Other implementations may want to use compression even for VK_IMAGE_USAGE_TRANSFER_DST_BIT.
identicalMemoryLayout is intended for the gray area where the image is just swizzled in a slightly different pattern to aid host access,
but fundamentally similar to non-host image copy paths, such that it is unlikely that performance changes in any meaningful way
except pathological situations.
The inclusion of this field gives more leeway to implementations that would like to
set optimalDeviceAccess for an image without having to guarantee 100% identical memory layout, and allows applications to choose host image copies
in that case, knowing that performance is not sacrificed.
As a baseline, block-compressed formats are required to set optimalDeviceAccess to VK_TRUE.
3. Issues
3.1. RESOLVED: Should other layouts be allowed in VkHostImageLayoutTransitionInfoEXT?
Specifying VK_IMAGE_USAGE_HOST_TRANSFER_BIT effectively puts the image in a physical layout where VK_IMAGE_LAYOUT_GENERAL performs similarly to the OPTIMAL layouts for that image.
Therefore, it was deemed unnecessary to allow other layouts, as they provide no performance benefit.
In practice, especially for read-only textures, a host-transferred image in the VK_IMAGE_LAYOUT_GENERAL layout could be just as efficient as an image transitioned to VK_IMAGE_LAYOUT_SHADER_READ_ONLY_OPTIMAL.

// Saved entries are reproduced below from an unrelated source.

PR #1323, opened 2024-11-20
RHCLOUD-36364: Only commit to outbox from user listener while advisory lock acquired

alechenninger:
## Link(s) to Jira
- https://issues.redhat.com/browse/RHCLOUD-36364

We need the listener process to commit outbox changes in order. Specifically we need to avoid the race that:

1. Process P1 receives a message for user U1 and looks up the user's current state (admin=true)
2. The user state changes (admin=false)
3. Process P2 receives a message for user U1 and looks up the user's current state (admin=false)
4. P2 commits this change
5. P1 commits the old change

In this case the state would be inconsistent until the next user update, potentially indefinitely.

This avoids this by requiring an advisory lock to commit the change:

1. P1 locks
2. P2 cannot acquire the lock
3. P1 commits

## Local Testing

## Checklist

- [ ] Input Validation
- [ ] Output Encoding
- [ ] Session Management
- [ ] Access Control
- [ ] Cryptographic Practices
- [ ] Data Protection
- [ ] Communication Security
- [ ] System Configuration
- [ ] Database Security
- [ ] File Management
- [ ] Memory Management

### DIFF
--- a/rbac/management/principal/cleaner.py
+++ b/rbac/management/principal/cleaner.py
@@ -21,6 +21,7 @@ import os
 import ssl
 from typing import Optional
 
+from py import log
 import xmltodict
 from django.conf import settings
 from django.db import connection, transaction
@@ -189,6 +190,7 @@ def process_umb_event(frame, umb_client: Stomp, bootstrap_service: TenantBootstr
         # This is locked per transaction to ensure another listener process does not run concurrently.
         if not _lock_listener():
             # If there is another listener, let it run and abort this one.
+            logger.info("process_umb_event: Another listener is running. Aborting.")
             return False
 
         data_dict = xmltodict.parse(frame.body)
@@ -225,12 +227,14 @@ def process_principal_events_from_umb(bootstrap_service: Optional[TenantBootstra
         if not str(e).startswith(("Already connected", "Already subscribed")):
             raise e
 
-    while UMB_CLIENT.canRead(15):  # Check if queue is empty, 15 sec timeout
-        frame = UMB_CLIENT.receiveFrame()
-        if not process_umb_event(frame, UMB_CLIENT, bootstrap_service):
-            break
-    UMB_CLIENT.disconnect()
-    logger.info("process_tenant_principal_events: Principal event processing finished.")
+    try:
+        while UMB_CLIENT.canRead(15):  # Check if queue is empty, 15 sec timeout
+            frame = UMB_CLIENT.receiveFrame()
+            if not process_umb_event(frame, UMB_CLIENT, bootstrap_service):
+                break
+    finally:
+        UMB_CLIENT.disconnect()
+        logger.info("process_tenant_principal_events: Principal event processing finished.")
 
 
 def _lock_listener() -> bool:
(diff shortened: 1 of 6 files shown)


rbac/management/principal/cleaner.py
```diff
@@ -211,8 +225,17 @@ def process_principal_events_from_umb(bootstrap_service: Optional[TenantBootstra
         if not str(e).startswith(("Already connected", "Already subscribed")):
             raise e
 
-    while UMB_CLIENT.canRead(2):  # Check if queue is empty, two sec timeout
+    while UMB_CLIENT.canRead(15):  # Check if queue is empty, 15 sec timeout
         frame = UMB_CLIENT.receiveFrame()
-        process_umb_event(frame, UMB_CLIENT, bootstrap_service)
+        if not process_umb_event(frame, UMB_CLIENT, bootstrap_service):
+            return
```
astrozzc, line 231: should we close the client before returning? UMB_CLIENT.disconnect()

astrozzc (approved):
LGTM! Just have one question

rbac/management/principal/cleaner.py
alechenninger: Yeah definitely good catch

alechenninger: Fixed and added a test for it.

rbac/management/principal/cleaner.py
```diff
@@ -211,8 +225,17 @@ def process_principal_events_from_umb(bootstrap_service: Optional[TenantBootstra
...
     UMB_CLIENT.disconnect()
     logger.info("process_tenant_principal_events: Principal event processing finished.")
+
+
+def _lock_listener() -> bool:
+    """Attempt to acquire a lock for the listener and if acquired return True, else False."""
+    with connection.cursor() as cursor:
+        cursor.execute("SELECT pg_try_advisory_xact_lock(%s);", [LOCK_ID])
+        result = cursor.fetchone()
+    return result[0]  # Returns True if lock acquired, False otherwise
```
lpichler, line 241: can result be `None` ?

rbac/management/principal/cleaner.py
```diff
@@ -211,8 +225,17 @@ def process_principal_events_from_umb(bootstrap_service: Optional[TenantBootstra
...
-        process_umb_event(frame, UMB_CLIENT, bootstrap_service)
+        if not process_umb_event(frame, UMB_CLIENT, bootstrap_service):
+            break
     UMB_CLIENT.disconnect()
     logger.info("process_tenant_principal_events: Principal event processing finished.")
+
+
+def _lock_listener() -> bool:
+    """Attempt to acquire a lock for the listener and if acquired return True, else False."""
+    with connection.cursor() as cursor:
```
lpichler, line 238: maybe we can catch exception here ?

rbac/management/principal/cleaner.py
lpichler: Do we want to log situation when lock is not acquired ?

alechenninger: Dig it! Thanks for the questions.

rbac/management/principal/cleaner.py
alechenninger: Good question! I added a finally block above which should handle disconnecting properly. Otherwise we can let the exception propogate I think.

coderbydesign (approved):

PR #1328, opened 2024-11-22
Lazily mark tenants ready + optimization

coderbydesign:
## Link(s) to Jira
- https://issues.redhat.com/browse/RHCLOUD-36441

As part of the Kessel migration, we've increased our tenant count 100x and need to ensure that we:

- [ ] DO NOT set ready=True during bulk user import, to ensure tenants which haven't used console before are not initialized as ready, to exclude them from other queries.
- [x] set ready=True in middleware if we do find an existing tenant
- [ ] set ready=True in middleware if we are creating the tenant from a user-initiated request
- [x] update notifications tenant query to exclude tenants which are not ready
- [x] update seed tenant query to exclude tenants which are not ready
- [ ] set all current tenants where there are no principals to ready=False in stage DB
- [ ] test coverage

## Local Testing

## Checklist

- [ ] Input Validation
- [ ] Output Encoding
- [ ] Session Management
- [ ] Access Control
- [ ] Cryptographic Practices
- [ ] Data Protection
- [ ] Communication Security
- [ ] System Configuration
- [ ] Database Security
- [ ] File Management
- [ ] Memory Management

### DIFF
--- a/rbac/management/seeds.py
+++ b/rbac/management/seeds.py
@@ -73,7 +73,7 @@ def purge_cache():
     from rbac.settings import MAX_SEED_THREADS
 
     with concurrent.futures.ThreadPoolExecutor(max_workers=MAX_SEED_THREADS) as executor:
-        tenants = Tenant.objects.all()
+        tenants = Tenant.objects.filter(ready=True)
         tenant_count = tenants.count()
         for idx, tenant in enumerate(list(tenants)):
             progress = f"[{idx + 1} of {tenant_count}]."
--- a/rbac/management/notifications/notification_handlers.py
+++ b/rbac/management/notifications/notification_handlers.py
@@ -57,7 +57,7 @@ def notify_all(event_type, payload):
     """Notify all tenants."""
     # To avoid memory overloaded, use iterator:
     # https://docs.djangoproject.com/en/4.0/ref/models/querysets/#django.db.models.query.QuerySet.iterator
-    for tenant in Tenant.objects.exclude(tenant_name="public").iterator():
+    for tenant in Tenant.objects.exclude(tenant_name="public").filter(ready=True).iterator():
         # Tenant name pattern is acct12345
         notify(event_type, payload, tenant.org_id)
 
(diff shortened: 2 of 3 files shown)


rbac/management/seeds.py
```diff
@@ -73,7 +73,7 @@ def purge_cache():
     from rbac.settings import MAX_SEED_THREADS
 
     with concurrent.futures.ThreadPoolExecutor(max_workers=MAX_SEED_THREADS) as executor:
-        tenants = Tenant.objects.all()
+        tenants = Tenant.objects.filter(ready=True)
         tenant_count = tenants.count()
         for idx, tenant in enumerate(list(tenants)):
```
alechenninger, line 78: Should we iterate this query too anyway?

alechenninger:
I think we will also need to index ready on Tenant

rbac/internal/integration/views.py
```diff
@@ -50,7 +50,7 @@ def modified_only_filter(self, queryset, field, modified_only):
 class TenantViewSet(viewsets.GenericViewSet, mixins.ListModelMixin):
     """Tenant view set."""
 
-    queryset = Tenant.objects.all()
+    queryset = Tenant.objects.exclude(ready=False, tenant_name="public")
```
alechenninger, line 53: maybe leave off public tenant exclusion? probably makes the query (much?) less efficient

alechenninger: We found there is actually an index on tenant_name after all, so this should be fine

rbac/management/seeds.py
alechenninger: This will be removed in #1329

rbac/migration_tool/migrate.py
```diff
@@ -188,7 +189,7 @@ def migrate_data(exclude_apps: list = [], orgs: list = [], write_relationships:
         return
 
     count = 0
-    tenants = Tenant.objects.exclude(tenant_name="public")
```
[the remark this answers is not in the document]
lpichler: it looks that ready flag doesn't help here - it looks we need to improve query to exclude tenants which does not need to be replicated otherwise it will go over 13M tenants  with no roles, groups,.. and it will take hours.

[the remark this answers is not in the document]
lpichler: Answered in meeting, existing tenants will have set ready=True.

lpichler (approved):

PR #1366, opened 2024-12-03
RHCLOUD-36577: Restrap the boot

alechenninger:
## Link(s) to Jira
- [RHCLOUD-36577](https://issues.redhat.com/browse/RHCLOUD-36577)

In order to resync data after replication loss, allow re-bootstrapping a tenant which republishes its bootstrap outbox event.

VkHostImageCopyDevicePerformanceQueryEXT can be used to query whether using VK_IMAGE_USAGE_HOST_TRANSFER_BIT can be detrimental to performance.
If it is, performance measurements are recommended to ensure the gains from this extension outperform the potential losses.
3.2. RESOLVED: Should queue family ownership transfers be supported on the host as well?
As long as the allowed layouts are limited to the ones specified above, the actual physical layout of the image will not vary between queue families, and so queue family ownership transfers are currently unnecessary.